Bagikan:

Jakarta - Terdakwa kasus dugaan tindak pidana korupsi Asuransi Jiwasraya, Benny Tjokrosaputro mengaku jadi korban konspirasi Jaksa Penuntut Umum (JPU). Menurutnya, banyak tuduhan dan tuntutan yang dialamatkan JPU sangat tidak berdasar

Menurut Benny, pelaku-pelaku transaksi saham LCGP, kode saham milik PT Eureka Prima Jakarta Tbk, tidak melakukan praktik kepemilikan saham perseroan terbatas itu untuk dan atas nama dirinya (nominee agreement).

Pemilik PT Hanson International Tbk dengan kode saham MYRX itu mengaku tidak memiliki saham WanaArtha Life. Jaksa ditudingnya memanipulasi fakta. 

"Hal ini menunjukkan bahwa JPU memanipulasi fakta dengan serangkaian kebohongan dan itikad buruk yang mengatasnamakan hukum untuk mengkriminalisasikan diri saya," katanya dalam nota pembelaan atau pledoi dalam sidang lanjutan di Pengadilan Tipikor pada Kamis, 22 Oktober kemarin. 

Benny menyoal tuntutan penjara seumur hidup. Padahal, dalam fakta persidangan tidak dapat dibuktikan bahwa Benny Tjokro yang mengatur atau mengendalikan investasi Jiwasraya, baik dalam reksa dana saham maupun transaksi saham yang mereka transaksikan.

"Saya tidak dapat memahami dan menerima tuntutan jaksa yang menuntut penjara seumur hidup karena mendasarkan pada Undang-Undang Tipikor dan TPPU, karena yang saya rasakan adalah ketidakadilan dan mencederai rasa keadilan masyarakat," kata Benny Tjokro.

Dia menyanggah dikaitkan dengan transaksi yang berkaitan Jiwasraya yang ilegal bersama Heru Hidayat, Joko Hartono Tirto, Hendrisman Rahim, Hary Prasetyo dan Syahmirwan. Transaksi yang dilakukan adalah sah menurut hukum dan seluruh kewajibannya juga telah dilunasi baik dari RePO saham maupun MTN-MTN yang pernah diterbitkan. Artinya, tidak ada lagi kerugian keuangan negara yang ditimbulkan dari perjanjian RePO dan MTN tersebut.

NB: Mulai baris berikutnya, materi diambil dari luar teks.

PR #1406, opened 2022-11-27
Make use_all config friendlier

cwjenkins:
Add new flag, `suppress_not_found`, to silence instrumentation that isn't found.
Separate out 'failed to install' from 'not found' in logs during install_all method

### DIFF
--- a/registry/lib/opentelemetry/instrumentation/registry.rb
+++ b/registry/lib/opentelemetry/instrumentation/registry.rb
@@ -75,7 +75,9 @@ module OpenTelemetry
       end
 
       def install_instrumentation(instrumentation, config)
-        if instrumentation.install(config)
+        if !instrumentation.present?
+          OpenTelemetry.logger.debug "Instrumentation: #{instrumentation.name} skipping install given corresponding dependency not found"
+        elsif instrumentation.install(config)
           OpenTelemetry.logger.info "Instrumentation: #{instrumentation.name} was successfully installed with the following options #{instrumentation.config}"
         else
           OpenTelemetry.logger.warn "Instrumentation: #{instrumentation.name} failed to install"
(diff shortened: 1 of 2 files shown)


ahayworth (commented):
Things I like: a more detailed error message! 🎉 
Things I'm not sure about: should this be an option we ask users to pass in? Or is there a better way to do it?

I think I'm wondering specifically if we shouldn't do:
- logger.info "installed successfully!"
- logger.debug "failed to install... #{reason}" kind of thing

Basically I don't know that anyone _ever_ has the full set of dependencies for `instrumentation-all` available. I presume that everyone would want to use this option (so maybe we should default this to `true` instead of `false`).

"Tuduhan JPU hanya karena mereka pernah membeli saham group saya, lalu langsung dianggap penggunaan nominee adalah sebuah aib. Saksi-saksi juga mengatakan bahwa LCGP bukan milik saya. Bahkan, JPU Tumpal Pakpahan dalam kasus persidangan versus Pupuk Kaltim tahu benar bahwa LCGP adalah milik Denny Bustami, bukan Benny Tjokrosaputro," jelas dia.

Tak Periksa Emiten

Kuasa Hukum Benny Tjokro, Bob Hasan mengatakan jaksa sangat berlebihan mengkaitkan Wana Artha dengan kasus Jiwasraya. Berdasarkan penelusuran yang dilakukan oleh pihaknya, tak ada kaitan antara Wana Artha dengan kasus yang membelenggu Benny Tjokro.

"Ini berlebihan. Mereka menganggap nominee itu punya Benny itu dikendalikan oleh Wana Artha. Justru sebaliknya memberikan pinjaman ke emiten-emiten," kata Hasan.

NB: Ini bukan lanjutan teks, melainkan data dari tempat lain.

PR #1412, opened 2022-12-09
fix: untraced only works with parent-based sampler

fbogsany:
The `untraced` helper currently only works when a parent-based sampler is installed. As an example, it will not suppress spans if the `ALWAYS_ON` sampler is installed.

This fixes `untraced` to work regardless of the sampler. It does this by communicating via a private `Context` key. An additional helper `untraced?` is introduced to query the state of the key from the `Context`. The SDK `Tracer#start_span` implementation is updated to check for `untraced?` before delegating either to the API `Tracer#start_span` method or to `TracerProvider#internal_start_span`.

The OpenTelemetry JS implementation offers the same functionality implemented in the same way, and serves as inspiration for the implementation in this PR.

### DIFF
--- a/api/lib/opentelemetry/trace/span.rb
+++ b/api/lib/opentelemetry/trace/span.rb
@@ -115,7 +115,7 @@ module OpenTelemetry
 
       # Sets the Status to the Span
       #
-      # If used, this will override the default Span status. Default is OK.
+      # If used, this will override the default Span status. Default status is unset.
       #
       # Only the value of the last call will be recorded, and implementations
       # are free to ignore previous calls.
--- a/api/test/test_helper.rb
+++ b/api/test/test_helper.rb
@@ -4,9 +4,11 @@
 #
 # SPDX-License-Identifier: Apache-2.0
 
-require 'simplecov'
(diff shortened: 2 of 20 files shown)


arielvalentin (approved):
Assuming linter errors are addressed.

fbogsany:
> Assuming linter errors are addressed.

I blame Copilot.

fbogsany:
We'll have to be careful with the version bumps when releasing this. We've added a method to the `-common` gem that the `-sdk` now depends on, but we haven't changed the `-sdk` interface.

fbogsany:
> Shouldn't we add a dependency on `-common` to the sdk gemspec?

It's already there.

ahayworth:
> > Shouldn't we add a dependency on -common to the sdk gemspec?
> It's already there.

🤦 Wow - it is indeed, I must have skipped over it when I was hunting for it. 🤦

ahayworth (approved):

arielvalentin (approved):

robertlaurin (approved):

robbkidd (approved):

Dia mensinyalir, ada kesalahan jaksa saat membekukan rekening efek milik Wana Artha. Salah satunya, melakukan penyitaan tanpa memeriksa Emiten yang bersangkutan.

"Pak Benny itu pakai nominee-nominee. Sedangkan Wana Artha itu bos. Nominee-nominee itu strata bawah. Jadi enggak ada sangkutannya," lanjut Hasan.

Karena itu, Hasan meminta kepada Majelis Hakim untuk membuka rekeing efek yang dibekukan akibat penyidikan kasus korupsi pada perusahaan milik pemerintah itu.

"Iya. Kan satu penyitaan itu akibat adanya dari penyimpangan atau perbuatan hukum. Sekarang pertanyaannya, perbuatan melawan hukum mana yang dilakukan oleh Wana Artha," katanya.

Pakar Hukum Universitas Al Azhar, Suparji Ahmad di kesempatan berbeda menyatakan, penyidik tak boleh membekukan rekening efek tanpa memeriksa emiten yang bersangkutan. 

"Kalau tidak ada kaitannya dengan kejahatan. Memang sebaiknya dikembalikan. Aturannya begitu tidak boleh sembarang menyita," lanjut Suparji

Seharusnya, proses hukum yang dilakukan kejaksaan tak mengganggu sektor perekonomian. Apalagi, saat ini Wana Artha sekarang sulit membayar polis nasabah akibat pembekuan aset itu.